Exercise aim: Below are some records. Return exactly the lines from the one containing "so maybe it" through the one containing "martinjaggi: comment is outdated maybe?", both included, and only those.

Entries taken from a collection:
--- START ---

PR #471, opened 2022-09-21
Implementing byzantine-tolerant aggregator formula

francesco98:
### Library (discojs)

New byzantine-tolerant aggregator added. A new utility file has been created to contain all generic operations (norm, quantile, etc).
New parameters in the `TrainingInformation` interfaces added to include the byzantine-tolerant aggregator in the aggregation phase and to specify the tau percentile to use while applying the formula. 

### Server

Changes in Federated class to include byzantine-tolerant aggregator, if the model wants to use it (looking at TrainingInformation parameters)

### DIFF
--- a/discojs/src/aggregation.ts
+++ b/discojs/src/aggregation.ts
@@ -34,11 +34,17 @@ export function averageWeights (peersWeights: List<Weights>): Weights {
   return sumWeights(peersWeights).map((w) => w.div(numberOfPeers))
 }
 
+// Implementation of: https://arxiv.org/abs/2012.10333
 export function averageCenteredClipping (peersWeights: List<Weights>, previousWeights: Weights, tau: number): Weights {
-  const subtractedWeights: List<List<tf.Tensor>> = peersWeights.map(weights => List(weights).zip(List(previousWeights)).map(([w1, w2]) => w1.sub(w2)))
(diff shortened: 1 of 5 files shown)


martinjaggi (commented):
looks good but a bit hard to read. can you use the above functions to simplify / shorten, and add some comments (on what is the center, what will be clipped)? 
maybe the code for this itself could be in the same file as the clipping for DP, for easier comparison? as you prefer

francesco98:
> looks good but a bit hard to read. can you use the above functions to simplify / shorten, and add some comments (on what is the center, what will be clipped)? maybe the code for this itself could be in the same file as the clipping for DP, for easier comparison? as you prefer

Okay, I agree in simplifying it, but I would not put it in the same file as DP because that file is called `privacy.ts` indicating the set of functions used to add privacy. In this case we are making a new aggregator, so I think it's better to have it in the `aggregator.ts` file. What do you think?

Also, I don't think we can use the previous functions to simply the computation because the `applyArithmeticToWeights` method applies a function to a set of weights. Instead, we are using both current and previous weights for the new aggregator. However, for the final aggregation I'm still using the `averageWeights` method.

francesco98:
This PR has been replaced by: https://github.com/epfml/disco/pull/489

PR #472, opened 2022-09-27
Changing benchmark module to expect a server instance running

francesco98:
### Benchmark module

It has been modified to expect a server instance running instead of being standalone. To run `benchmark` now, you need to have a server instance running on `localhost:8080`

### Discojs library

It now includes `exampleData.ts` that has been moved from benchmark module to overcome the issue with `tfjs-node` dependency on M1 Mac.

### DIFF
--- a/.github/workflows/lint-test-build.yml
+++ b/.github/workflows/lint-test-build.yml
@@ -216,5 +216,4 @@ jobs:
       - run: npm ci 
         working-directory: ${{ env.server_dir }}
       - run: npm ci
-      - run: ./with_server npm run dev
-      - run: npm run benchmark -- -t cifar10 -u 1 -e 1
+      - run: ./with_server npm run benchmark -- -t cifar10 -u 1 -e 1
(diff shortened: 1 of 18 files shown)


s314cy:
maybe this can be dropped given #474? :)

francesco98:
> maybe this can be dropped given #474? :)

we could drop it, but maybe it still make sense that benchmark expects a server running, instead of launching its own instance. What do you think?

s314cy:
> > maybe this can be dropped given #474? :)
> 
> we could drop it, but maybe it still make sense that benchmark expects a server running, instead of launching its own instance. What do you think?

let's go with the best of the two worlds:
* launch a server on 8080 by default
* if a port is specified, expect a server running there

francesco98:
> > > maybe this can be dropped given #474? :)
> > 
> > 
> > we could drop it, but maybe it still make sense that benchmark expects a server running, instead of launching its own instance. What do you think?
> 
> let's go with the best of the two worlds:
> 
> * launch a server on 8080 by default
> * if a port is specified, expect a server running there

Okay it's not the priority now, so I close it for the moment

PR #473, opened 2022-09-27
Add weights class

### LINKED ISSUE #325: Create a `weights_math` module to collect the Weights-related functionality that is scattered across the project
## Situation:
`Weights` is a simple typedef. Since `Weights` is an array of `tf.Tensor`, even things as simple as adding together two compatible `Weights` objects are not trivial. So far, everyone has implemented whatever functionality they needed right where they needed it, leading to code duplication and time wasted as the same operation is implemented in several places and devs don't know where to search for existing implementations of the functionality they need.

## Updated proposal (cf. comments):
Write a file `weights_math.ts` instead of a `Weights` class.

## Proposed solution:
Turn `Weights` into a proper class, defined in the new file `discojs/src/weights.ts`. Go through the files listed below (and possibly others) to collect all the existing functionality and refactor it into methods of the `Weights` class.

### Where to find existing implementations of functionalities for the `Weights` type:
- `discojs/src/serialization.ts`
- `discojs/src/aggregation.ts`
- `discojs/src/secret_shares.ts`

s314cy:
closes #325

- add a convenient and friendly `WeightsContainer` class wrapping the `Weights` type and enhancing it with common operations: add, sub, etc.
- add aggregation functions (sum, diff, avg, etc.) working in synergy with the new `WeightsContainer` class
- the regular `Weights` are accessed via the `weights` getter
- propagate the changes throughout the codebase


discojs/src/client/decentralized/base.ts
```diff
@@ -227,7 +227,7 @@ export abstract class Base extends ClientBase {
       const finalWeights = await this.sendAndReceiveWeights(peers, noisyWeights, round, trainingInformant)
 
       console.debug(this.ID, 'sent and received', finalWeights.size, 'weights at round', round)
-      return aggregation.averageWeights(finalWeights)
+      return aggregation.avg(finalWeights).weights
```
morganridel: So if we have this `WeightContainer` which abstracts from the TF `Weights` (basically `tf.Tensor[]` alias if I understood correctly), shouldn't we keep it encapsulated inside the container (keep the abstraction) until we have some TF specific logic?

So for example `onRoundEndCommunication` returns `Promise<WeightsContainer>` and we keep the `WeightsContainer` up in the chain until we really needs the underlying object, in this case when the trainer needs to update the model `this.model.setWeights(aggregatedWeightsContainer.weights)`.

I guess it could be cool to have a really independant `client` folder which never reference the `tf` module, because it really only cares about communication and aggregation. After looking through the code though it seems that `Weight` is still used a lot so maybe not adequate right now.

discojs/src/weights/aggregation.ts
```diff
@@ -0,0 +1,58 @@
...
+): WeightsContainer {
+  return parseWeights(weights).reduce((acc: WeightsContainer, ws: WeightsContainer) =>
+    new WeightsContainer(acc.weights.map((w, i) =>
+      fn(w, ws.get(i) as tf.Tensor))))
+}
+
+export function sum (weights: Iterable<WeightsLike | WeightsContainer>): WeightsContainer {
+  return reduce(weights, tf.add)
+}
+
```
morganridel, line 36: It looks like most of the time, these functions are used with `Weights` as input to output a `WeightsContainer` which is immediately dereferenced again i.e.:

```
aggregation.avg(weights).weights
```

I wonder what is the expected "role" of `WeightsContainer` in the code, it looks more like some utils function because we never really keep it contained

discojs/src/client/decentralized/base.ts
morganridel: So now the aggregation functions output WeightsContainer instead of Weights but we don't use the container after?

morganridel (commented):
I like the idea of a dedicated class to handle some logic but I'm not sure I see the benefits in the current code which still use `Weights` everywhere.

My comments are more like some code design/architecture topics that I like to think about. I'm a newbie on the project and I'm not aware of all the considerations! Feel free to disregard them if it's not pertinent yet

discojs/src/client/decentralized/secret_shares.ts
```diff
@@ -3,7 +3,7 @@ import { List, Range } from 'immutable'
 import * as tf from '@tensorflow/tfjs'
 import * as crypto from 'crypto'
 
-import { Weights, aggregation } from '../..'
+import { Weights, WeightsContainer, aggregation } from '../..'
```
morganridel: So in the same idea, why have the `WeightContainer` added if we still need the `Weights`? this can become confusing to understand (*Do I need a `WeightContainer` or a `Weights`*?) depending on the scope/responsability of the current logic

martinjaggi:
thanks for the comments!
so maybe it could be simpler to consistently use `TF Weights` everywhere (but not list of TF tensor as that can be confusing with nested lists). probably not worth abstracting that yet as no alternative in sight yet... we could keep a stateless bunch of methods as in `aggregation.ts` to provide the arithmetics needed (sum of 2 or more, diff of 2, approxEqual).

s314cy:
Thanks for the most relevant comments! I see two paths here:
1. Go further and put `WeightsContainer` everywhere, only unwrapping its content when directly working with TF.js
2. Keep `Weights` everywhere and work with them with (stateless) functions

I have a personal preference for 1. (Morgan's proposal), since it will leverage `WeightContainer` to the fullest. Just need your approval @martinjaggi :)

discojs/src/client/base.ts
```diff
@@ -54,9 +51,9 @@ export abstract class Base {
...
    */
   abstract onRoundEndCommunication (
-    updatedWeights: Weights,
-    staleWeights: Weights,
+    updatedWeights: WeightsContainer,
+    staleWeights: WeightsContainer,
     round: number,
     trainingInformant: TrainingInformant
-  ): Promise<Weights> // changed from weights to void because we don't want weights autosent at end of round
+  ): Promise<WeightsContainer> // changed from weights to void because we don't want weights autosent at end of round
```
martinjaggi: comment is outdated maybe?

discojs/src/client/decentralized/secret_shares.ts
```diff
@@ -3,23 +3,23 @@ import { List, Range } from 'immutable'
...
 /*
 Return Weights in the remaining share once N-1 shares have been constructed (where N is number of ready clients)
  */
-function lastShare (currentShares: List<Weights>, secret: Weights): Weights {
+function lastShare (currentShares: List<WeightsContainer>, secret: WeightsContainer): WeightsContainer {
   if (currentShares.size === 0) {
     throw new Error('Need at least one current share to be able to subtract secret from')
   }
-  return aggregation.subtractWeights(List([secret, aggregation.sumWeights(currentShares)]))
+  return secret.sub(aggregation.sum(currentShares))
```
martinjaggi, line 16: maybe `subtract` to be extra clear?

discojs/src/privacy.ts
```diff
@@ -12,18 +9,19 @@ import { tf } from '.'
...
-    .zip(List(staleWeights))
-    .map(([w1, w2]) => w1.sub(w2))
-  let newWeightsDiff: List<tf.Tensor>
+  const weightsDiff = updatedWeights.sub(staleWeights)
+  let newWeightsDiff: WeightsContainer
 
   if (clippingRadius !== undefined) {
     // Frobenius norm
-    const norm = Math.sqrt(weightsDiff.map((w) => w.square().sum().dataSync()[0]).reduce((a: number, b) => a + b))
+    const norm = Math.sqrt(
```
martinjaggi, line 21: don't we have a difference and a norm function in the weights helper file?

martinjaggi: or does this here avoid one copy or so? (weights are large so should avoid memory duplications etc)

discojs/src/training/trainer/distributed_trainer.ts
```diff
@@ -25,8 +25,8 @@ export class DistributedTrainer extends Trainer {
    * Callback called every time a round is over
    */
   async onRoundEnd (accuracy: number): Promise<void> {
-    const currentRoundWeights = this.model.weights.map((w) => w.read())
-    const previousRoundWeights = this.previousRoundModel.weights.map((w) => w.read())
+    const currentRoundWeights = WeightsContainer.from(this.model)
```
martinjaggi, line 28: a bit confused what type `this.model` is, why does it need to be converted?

--- END ---

Answer space:
so maybe it could be simpler to consistently use `TF Weights` everywhere (but not list of TF tensor as that can be confusing with nested lists). probably not worth abstracting that yet as no alternative in sight yet... we could keep a stateless bunch of methods as in `aggregation.ts` to provide the arithmetics needed (sum of 2 or more, diff of 2, approxEqual).

s314cy:
Thanks for the most relevant comments! I see two paths here:
1. Go further and put `WeightsContainer` everywhere, only unwrapping its content when directly working with TF.js
2. Keep `Weights` everywhere and work with them with (stateless) functions

I have a personal preference for 1. (Morgan's proposal), since it will leverage `WeightContainer` to the fullest. Just need your approval @martinjaggi :)

discojs/src/client/base.ts
```diff
@@ -54,9 +51,9 @@ export abstract class Base {
...
    */
   abstract onRoundEndCommunication (
-    updatedWeights: Weights,
-    staleWeights: Weights,
+    updatedWeights: WeightsContainer,
+    staleWeights: WeightsContainer,
     round: number,
     trainingInformant: TrainingInformant
-  ): Promise<Weights> // changed from weights to void because we don't want weights autosent at end of round
+  ): Promise<WeightsContainer> // changed from weights to void because we don't want weights autosent at end of round
```
martinjaggi: comment is outdated maybe?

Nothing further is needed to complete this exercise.